** DIRECTIONS FOR THIS TASK **
In the entries below, work out how many lines include "ReadClient", and write only that number.

** Stored data **
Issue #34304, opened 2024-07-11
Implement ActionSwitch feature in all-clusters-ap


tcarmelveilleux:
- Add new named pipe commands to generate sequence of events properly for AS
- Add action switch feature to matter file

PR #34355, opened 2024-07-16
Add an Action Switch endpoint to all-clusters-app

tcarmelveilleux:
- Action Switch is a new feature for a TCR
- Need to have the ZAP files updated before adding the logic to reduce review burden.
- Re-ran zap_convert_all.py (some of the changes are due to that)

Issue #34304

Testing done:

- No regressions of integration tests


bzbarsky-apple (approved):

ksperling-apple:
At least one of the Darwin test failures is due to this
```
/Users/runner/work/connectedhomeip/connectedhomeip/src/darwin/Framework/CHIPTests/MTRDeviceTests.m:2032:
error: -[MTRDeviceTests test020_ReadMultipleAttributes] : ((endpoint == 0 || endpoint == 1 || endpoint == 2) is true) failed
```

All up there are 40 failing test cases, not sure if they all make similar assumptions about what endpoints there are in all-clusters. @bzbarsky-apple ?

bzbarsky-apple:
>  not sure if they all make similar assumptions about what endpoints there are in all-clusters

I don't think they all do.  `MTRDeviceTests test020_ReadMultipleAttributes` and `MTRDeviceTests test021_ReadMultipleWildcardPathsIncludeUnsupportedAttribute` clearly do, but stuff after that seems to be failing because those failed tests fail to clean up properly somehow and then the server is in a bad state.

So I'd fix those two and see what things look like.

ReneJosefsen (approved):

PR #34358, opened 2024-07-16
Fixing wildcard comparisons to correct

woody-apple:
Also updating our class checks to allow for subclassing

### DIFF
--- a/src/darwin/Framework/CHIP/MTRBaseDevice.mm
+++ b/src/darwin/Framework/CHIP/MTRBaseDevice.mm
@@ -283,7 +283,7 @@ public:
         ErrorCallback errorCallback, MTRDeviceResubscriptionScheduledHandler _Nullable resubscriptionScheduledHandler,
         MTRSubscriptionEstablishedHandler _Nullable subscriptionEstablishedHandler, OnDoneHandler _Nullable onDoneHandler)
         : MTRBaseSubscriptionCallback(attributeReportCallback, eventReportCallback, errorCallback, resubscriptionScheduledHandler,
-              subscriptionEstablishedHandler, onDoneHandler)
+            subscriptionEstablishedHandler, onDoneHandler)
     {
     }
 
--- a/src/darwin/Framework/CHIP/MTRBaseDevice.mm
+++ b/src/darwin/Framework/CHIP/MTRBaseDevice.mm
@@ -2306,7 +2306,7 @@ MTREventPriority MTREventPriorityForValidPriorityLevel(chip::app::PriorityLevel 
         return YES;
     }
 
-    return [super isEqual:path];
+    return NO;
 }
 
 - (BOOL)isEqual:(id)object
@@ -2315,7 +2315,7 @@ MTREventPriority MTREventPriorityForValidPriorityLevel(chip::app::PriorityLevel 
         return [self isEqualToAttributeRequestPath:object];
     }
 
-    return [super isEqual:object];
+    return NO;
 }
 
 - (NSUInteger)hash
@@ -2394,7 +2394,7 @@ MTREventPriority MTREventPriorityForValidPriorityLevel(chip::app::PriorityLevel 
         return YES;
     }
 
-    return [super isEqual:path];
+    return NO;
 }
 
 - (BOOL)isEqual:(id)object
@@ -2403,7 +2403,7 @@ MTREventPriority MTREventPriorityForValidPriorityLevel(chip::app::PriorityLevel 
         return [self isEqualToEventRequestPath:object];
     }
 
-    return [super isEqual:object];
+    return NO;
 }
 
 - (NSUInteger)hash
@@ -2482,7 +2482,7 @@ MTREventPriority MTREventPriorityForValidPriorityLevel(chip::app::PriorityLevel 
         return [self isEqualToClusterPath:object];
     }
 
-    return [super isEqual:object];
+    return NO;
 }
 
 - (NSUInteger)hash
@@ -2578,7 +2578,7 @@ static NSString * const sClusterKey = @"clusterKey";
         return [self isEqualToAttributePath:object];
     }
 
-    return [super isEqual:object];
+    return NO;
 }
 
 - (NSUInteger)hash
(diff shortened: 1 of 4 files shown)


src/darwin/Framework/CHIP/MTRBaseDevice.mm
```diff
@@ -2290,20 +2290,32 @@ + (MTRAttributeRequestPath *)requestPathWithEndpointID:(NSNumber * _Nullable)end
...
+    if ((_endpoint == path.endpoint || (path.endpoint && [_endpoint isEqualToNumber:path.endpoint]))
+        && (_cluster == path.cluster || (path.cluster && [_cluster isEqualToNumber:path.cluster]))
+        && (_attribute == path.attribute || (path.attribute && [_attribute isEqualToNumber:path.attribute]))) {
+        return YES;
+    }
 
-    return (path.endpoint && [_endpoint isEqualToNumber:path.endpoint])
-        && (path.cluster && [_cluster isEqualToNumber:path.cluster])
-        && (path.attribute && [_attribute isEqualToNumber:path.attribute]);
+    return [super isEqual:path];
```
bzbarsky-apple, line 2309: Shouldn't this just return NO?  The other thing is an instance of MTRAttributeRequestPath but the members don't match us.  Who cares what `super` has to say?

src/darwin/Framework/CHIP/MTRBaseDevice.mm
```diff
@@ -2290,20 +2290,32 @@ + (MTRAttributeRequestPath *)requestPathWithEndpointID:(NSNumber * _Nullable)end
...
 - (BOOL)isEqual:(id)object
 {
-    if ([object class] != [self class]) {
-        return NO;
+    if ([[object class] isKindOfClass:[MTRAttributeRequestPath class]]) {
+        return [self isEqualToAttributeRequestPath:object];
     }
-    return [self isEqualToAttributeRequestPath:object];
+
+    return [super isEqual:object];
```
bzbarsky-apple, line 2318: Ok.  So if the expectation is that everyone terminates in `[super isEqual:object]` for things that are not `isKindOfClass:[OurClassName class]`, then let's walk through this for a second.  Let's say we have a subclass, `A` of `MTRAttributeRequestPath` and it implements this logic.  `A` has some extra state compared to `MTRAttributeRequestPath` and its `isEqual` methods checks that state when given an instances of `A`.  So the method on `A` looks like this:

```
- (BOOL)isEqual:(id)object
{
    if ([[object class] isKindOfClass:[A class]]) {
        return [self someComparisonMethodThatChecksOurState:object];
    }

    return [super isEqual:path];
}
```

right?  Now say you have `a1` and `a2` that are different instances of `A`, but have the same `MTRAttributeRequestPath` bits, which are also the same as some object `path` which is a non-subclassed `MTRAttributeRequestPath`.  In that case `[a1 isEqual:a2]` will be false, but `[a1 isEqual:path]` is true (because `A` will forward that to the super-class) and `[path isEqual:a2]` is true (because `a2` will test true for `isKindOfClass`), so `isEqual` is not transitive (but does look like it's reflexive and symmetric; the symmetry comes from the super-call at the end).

* * *

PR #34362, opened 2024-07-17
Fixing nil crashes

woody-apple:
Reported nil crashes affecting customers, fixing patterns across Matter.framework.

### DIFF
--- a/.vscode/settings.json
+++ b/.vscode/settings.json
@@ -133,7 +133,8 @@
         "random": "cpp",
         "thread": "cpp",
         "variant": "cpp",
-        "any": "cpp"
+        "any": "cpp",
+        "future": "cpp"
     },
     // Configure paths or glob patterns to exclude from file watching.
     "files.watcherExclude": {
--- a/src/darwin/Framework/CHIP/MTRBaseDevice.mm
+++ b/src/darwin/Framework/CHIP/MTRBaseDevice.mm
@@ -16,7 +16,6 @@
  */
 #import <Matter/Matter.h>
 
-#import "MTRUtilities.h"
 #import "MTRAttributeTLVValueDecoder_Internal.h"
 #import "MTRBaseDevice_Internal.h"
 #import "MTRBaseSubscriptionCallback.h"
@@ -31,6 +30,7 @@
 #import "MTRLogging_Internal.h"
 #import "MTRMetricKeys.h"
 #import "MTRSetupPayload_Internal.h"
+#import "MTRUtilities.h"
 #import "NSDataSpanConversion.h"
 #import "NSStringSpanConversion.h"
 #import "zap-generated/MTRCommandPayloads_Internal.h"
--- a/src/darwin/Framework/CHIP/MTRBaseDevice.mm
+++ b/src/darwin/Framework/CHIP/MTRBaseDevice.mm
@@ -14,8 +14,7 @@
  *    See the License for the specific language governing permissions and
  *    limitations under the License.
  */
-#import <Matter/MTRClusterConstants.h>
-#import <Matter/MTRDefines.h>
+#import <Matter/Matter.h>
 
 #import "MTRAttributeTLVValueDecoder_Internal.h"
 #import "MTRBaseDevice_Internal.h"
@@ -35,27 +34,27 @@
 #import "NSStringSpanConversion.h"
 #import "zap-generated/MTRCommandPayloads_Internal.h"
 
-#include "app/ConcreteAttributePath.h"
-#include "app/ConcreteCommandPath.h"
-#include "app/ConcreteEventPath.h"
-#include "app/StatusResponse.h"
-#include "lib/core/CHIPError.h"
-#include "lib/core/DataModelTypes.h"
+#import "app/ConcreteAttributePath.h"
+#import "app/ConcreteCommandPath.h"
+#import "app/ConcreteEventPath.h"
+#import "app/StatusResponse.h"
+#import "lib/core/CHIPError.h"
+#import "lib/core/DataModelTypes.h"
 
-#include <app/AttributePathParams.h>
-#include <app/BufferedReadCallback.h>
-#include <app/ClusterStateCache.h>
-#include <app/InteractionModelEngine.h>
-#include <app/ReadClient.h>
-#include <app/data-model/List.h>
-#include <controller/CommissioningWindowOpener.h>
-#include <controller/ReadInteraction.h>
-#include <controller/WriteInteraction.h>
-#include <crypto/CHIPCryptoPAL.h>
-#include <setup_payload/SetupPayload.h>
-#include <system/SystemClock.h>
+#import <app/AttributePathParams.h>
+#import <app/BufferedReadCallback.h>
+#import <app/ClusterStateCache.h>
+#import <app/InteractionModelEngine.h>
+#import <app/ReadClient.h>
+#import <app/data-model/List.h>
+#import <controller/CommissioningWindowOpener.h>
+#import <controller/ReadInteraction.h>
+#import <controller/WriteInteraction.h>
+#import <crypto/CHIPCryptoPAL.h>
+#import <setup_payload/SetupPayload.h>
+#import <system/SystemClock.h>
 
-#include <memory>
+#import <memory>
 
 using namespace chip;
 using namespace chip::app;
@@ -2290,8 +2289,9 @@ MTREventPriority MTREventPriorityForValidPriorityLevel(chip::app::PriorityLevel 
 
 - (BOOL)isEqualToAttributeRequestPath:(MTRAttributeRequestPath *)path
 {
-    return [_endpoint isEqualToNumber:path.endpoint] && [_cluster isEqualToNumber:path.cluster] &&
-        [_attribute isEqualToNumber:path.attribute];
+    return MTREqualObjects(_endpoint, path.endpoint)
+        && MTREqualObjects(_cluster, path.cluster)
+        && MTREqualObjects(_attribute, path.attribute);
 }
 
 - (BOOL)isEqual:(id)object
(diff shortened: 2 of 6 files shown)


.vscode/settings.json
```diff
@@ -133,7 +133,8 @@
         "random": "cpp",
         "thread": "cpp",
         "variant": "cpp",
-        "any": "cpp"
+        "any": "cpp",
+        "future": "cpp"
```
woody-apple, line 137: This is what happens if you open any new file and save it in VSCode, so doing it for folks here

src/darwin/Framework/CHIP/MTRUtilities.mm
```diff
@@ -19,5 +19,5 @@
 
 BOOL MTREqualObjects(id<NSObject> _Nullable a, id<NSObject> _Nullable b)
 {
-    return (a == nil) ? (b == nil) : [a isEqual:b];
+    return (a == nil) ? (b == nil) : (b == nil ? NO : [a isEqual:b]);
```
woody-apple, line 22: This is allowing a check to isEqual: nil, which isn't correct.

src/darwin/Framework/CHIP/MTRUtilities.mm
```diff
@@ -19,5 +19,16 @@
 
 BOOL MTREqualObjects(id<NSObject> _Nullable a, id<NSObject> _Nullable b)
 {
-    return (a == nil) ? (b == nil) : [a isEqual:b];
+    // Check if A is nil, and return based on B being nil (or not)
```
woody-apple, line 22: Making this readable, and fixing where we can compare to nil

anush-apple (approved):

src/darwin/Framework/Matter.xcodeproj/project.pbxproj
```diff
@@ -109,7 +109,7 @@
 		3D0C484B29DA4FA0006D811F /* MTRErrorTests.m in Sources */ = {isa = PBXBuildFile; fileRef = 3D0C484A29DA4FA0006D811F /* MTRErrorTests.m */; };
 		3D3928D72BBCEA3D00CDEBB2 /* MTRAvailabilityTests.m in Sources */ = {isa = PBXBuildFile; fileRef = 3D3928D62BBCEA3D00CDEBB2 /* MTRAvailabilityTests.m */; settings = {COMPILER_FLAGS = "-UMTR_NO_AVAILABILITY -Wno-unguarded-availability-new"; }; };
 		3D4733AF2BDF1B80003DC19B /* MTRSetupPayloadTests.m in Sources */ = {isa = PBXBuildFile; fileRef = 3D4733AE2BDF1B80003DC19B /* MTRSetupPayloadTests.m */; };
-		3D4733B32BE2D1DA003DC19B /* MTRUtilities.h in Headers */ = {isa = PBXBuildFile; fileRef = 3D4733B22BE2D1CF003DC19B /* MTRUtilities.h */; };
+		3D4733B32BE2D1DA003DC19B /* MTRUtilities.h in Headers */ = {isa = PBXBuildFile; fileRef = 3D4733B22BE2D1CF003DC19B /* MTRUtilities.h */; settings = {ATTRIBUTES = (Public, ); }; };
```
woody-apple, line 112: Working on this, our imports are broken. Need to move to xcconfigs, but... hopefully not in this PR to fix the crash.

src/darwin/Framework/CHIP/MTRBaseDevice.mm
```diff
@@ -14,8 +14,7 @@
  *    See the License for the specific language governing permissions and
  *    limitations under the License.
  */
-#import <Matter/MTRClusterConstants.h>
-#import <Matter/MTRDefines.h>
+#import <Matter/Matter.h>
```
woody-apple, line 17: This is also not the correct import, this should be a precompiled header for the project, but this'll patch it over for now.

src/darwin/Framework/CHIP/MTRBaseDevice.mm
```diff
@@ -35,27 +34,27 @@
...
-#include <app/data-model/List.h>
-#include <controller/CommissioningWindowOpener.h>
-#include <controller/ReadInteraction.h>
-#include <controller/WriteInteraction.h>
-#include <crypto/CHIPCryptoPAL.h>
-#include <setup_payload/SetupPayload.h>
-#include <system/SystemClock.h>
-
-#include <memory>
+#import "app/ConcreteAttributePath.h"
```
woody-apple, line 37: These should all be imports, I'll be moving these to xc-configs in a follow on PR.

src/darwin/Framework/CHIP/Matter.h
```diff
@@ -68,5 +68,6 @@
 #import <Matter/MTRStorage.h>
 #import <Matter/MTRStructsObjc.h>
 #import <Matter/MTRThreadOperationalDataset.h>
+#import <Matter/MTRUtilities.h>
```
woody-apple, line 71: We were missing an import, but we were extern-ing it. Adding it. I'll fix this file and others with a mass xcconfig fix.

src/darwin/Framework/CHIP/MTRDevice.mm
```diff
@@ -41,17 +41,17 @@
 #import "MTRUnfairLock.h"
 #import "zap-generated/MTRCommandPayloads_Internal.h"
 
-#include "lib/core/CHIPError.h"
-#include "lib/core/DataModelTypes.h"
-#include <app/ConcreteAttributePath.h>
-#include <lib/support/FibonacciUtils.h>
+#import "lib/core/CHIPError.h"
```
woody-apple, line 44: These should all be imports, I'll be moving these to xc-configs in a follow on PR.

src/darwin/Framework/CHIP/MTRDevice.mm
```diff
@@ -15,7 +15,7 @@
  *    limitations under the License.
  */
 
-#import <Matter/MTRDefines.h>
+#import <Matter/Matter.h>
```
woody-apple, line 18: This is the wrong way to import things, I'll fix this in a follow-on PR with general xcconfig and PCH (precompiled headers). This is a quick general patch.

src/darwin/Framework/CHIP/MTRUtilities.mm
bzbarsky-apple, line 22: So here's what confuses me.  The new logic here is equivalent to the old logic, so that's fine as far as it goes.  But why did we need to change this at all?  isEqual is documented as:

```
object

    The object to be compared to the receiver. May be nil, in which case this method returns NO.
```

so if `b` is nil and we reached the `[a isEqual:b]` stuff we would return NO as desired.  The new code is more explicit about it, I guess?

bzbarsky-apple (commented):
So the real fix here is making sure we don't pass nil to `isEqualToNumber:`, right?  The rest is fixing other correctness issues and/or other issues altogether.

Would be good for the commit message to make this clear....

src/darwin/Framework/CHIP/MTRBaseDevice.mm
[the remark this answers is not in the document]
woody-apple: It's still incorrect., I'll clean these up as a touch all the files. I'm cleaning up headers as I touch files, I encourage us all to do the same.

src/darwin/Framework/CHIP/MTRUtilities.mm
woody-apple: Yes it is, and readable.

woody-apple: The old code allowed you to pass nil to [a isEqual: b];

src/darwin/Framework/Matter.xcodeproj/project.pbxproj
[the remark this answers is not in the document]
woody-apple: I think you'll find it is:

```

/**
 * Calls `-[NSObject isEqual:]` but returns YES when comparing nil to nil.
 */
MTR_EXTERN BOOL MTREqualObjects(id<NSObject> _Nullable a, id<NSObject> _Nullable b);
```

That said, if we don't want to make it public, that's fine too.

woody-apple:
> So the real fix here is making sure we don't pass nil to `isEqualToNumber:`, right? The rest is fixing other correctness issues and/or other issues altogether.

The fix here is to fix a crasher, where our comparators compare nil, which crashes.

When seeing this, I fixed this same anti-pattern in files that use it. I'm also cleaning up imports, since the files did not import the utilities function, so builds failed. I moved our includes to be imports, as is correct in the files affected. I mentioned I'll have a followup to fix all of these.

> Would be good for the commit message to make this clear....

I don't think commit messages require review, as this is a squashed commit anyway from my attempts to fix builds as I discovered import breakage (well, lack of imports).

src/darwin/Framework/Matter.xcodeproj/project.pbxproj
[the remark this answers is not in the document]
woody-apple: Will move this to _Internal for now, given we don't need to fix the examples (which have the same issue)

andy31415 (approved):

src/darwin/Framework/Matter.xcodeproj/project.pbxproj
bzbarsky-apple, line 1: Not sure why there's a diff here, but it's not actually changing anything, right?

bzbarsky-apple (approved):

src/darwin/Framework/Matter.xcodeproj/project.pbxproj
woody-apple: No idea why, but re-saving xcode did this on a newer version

** ANSWER TO THE EXERCISE **
2